Energy project jobs underpinning B.C.’s economy

More than 5,400 employed on three energy projects but 13,000 more workers needed by 2021 – and a labour shortage could loom within two years

By
Western Investor
July 29, 2020





 Burnaby terminus for the Trans Mountain pipeline.
— Work continues at the Burnaby terminus for the Trans Mountain pipeline. | Trans Mountain

While Canadian unemployment has soared due to COVID-19, British Columbia’s mega energy projects continue to generated thousands of jobs.

The big energy story of 2022 will likely be the completion of the $12.6-billion Trans Mountain pipeline expansion, but B.C.’s economy will also be benefitting from the construction of three other energy megaprojects – the $17-billion LNG Canada plant in Kitimat, the associated $6.6-billion Coastal GasLink pipeline, and the $10.7-billion Site C dam.

By 2022, BC Hydro also hopes to have completed the $280/-million Peace River Electricity Supply project – construction of which is underway – that will link the LNG Canada and Site C dam projects by providing clean power to natural gas producers supplying the new liquefied natural gas plant in Kitimat. The idea there is to lower the greenhouse gas emissions intensity of LNG produced in B.C. by electrifying the upstream.

These big energy projects are already employing thousands of workers. There are about 1,600 people employed right now in Kitimat at the LNG Canada project. The workforce is expected to peak at about 4,500 throughout 2022 and 2023.

LNG Canada and its main contractors have already awarded about $2 billion in contracts to B.C. businesses and contractors, many of them First Nation businesses, said Susannah Pierce, director of corporate affairs for LNG Canada.

Close to 600 workers are employed on the associated Coastal GasLink pipeline, which is expected to have peak employment of 2,500, with completion slated for 2023.

Meanwhile, Site C dam employs just over 3,200 workers, but typical pre-pandemic workforce numbers for the project were around 4,000. It is slated for commissioning in 2024. The Site C dam project’s contribution to B.C.’s GDP has been estimated at $3.2 billion.

The $17 billion LNG Canada project’s economic impact in B.C. has been estimated by Central 1 Credit Union at 0.3 per cent to 0.5 per cent of B.C.’s total GDP. Once in operation, it is expected to increase revenues of natural gas producers by $5.8 billion, compared to what they earn through domestic sales and exports to the U.S.

To date, the LNG Canada site in Kitimat has been cleared and prepared, a workers’ village called Cedar Valley Lodge is being built to accommodate 1,500 workers and a major reconfiguration of marine terminals is underway.

By 2022, the Cedar Valley Lodge will be expanded to accommodate up to 4,500 workers, and the company expects the large LNG modules being built in Asia will start arriving around the same time.

The next two years will see the site become a beehive of activity, with the building of the LNG plant itself.

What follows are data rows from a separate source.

PR #1659, opened 2026-07-07
CC-41849: fill JDBC source test-suite gaps 

sangeet259:
## What

Fills the test-coverage gaps catalogued in the CC-41849 testing-gaps audit. All test-only; no connector production code is changed.

New source integration tests (each extends the existing `BaseConnectorIT` / testcontainers pattern):

- `MySqlJdbcSourceConnectorIT`, `MsSqlJdbcSourceConnectorIT` — run the shared source mode matrix (bulk, incrementing, timestamp, timestamp+incrementing) on MySQL (embedded MariaDB) and SQL Server, closing the gap where only Postgres exercised it.
- `PostgresNumericMappingIT` — asserts the emitted Connect schema type per `numeric.mapping` mode.
- `PostgresSchemaPatternIT` — `schema.pattern` narrowing plus the duplicate-unqualified-name failure.
- `PostgresTableLifecycleIT` — a table created mid-run is discovered and streamed.
- `PostgresSchemaEvolutionIT` — a mid-stream `ALTER TABLE ADD COLUMN` appears in later records.
- `PostgresQueryModeIT` — query mode end to end, including a `query.suffix` WHERE clause that must actually filter.
- `PostgresMultiTaskIT` — `tasks.max=2` distributes two tables and both stream.
- `PostgresOffsetResumeIT` — restarts the connector and asserts committed rows are not re-read, the end-to-end guard for the INC-11312 duplication class.

Plus a unit guard, `testKnownGoodConfigsPassValidation` in `JdbcSourceConnectorTest`, that pins representative documented configs (including query mode) as passing `validate()`, guarding the regression class behind GitHub issue 1591.

## Why

Follow-on to INC-11312, where the documented config path was never tested, so a driver metadata change broke the fleet while CI stayed green. This closes the sibling gaps the audit found.

## Why safe

Additive test code only; no production classes modified. Validated green on the full CI suite (whole test set plus the JaCoCo coverage gate).

## Notes

- Supersedes #1658. That PR's branch name contained a `-f` substring (`...-fill-...`) that tripped a CI push permission glob; this branch is renamed to avoid it. Same content.
- Incrementing-mode ITs assert exact record counts (over-production guard); bulk-mode ITs assert `>=` because bulk re-emits the row set every poll by design.

Ticket: CC-41849


src/test/java/io/confluent/connect/jdbc/integration/PostgresSchemaPatternIT.java
```diff
@@ -0,0 +1,176 @@
...
+    // Narrowing to app1 leaves a single "orders" table, so the connector runs and streams app1's rows.
+    props.put(JdbcSourceConnectorConfig.SCHEMA_PATTERN_CONFIG, SCHEMA_ONE);
+    connect.kafka().createTopic(TOPIC, 1);
+
+    connect.configureConnector(CONNECTOR_NAME, props);
+    waitForConnectorToStart(CONNECTOR_NAME, 1);
+
+    ConsumerRecords<byte[], byte[]> records = connect.kafka().consume(2, CONSUME_TIMEOUT_MS, TOPIC);
+    assertTrue("Should stream app1's two rows once schema.pattern narrows discovery",
+        records.count() >= 2);
```
KGaneshDatta: The comment says "app2 must never reach the topic when narrowed to app1," but the assertion is only records.count() >= 2 — it never checks that app2's rows (a2_*) are absent. 
Can you check whether we can drain a couple of polls and assert no value contains a2_

KGaneshDatta (commented):
Thanks for the PR @sangeet259 
Few points can you check.
1. There are few features like db.timezone, quote.sql.identifiers etc. which are included. Please check if we can add them in the tests also.
2. I see the Oracle Dialect based test cases are not included. If there any reason for it.
3. Most of the feature tests are for Postgres. Do we need to add the same for other MSSql Server and MySQL dialects also ? If required please add them otherwise please ignore.

src/test/java/io/confluent/connect/jdbc/integration/PostgresSchemaPatternIT.java
sangeet259: Addressed. The test now inspects every consumed record and explicitly asserts that no  `a2_`  row reaches the topic.

sangeet259:
@KGaneshDatta , Thanks for the review. I added coverage for `db.timezone`, `quote.sql.identifiers`, and all four Oracle source modes. I kept generic feature tests on PostgreSQL to avoid duplicating identical behavior across MySQL and SQL Server, the dialect-specific cases can be added where behavior differs.

KGaneshDatta (approved):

The biggest challenge in 2022 may be finding enough qualified workers for all the big projects being built.

LNG Canada, Coastal GasLink and Site C dam alone will employ roughly 11,500 workers at peak construction. BuildForce Canada estimated that 13,000 new jobs would be added in B.C. in 2021, with LNG Canada and Site C dam being major drivers, although it also included projects like the Pattullo Bridge replacement project.

“Right now there’s competition for B.C. labour, and I can imagine into the future there will continue to be that competition for B.C. labour, and that’s something we’re very mindful of,” Pierce said. “It’s not necessarily a bad problem to have, if you’re looking at [making] sure that folks who are in the trades are employed in B.C., because there’s going to be lots of demand.

“We’re pulling people from all over the province to work on this project, as are the other ones, I’m sure. As we start to look at the onsite construction, there’s also going to be opportunity for workers as well as potential suppliers from all across the province.”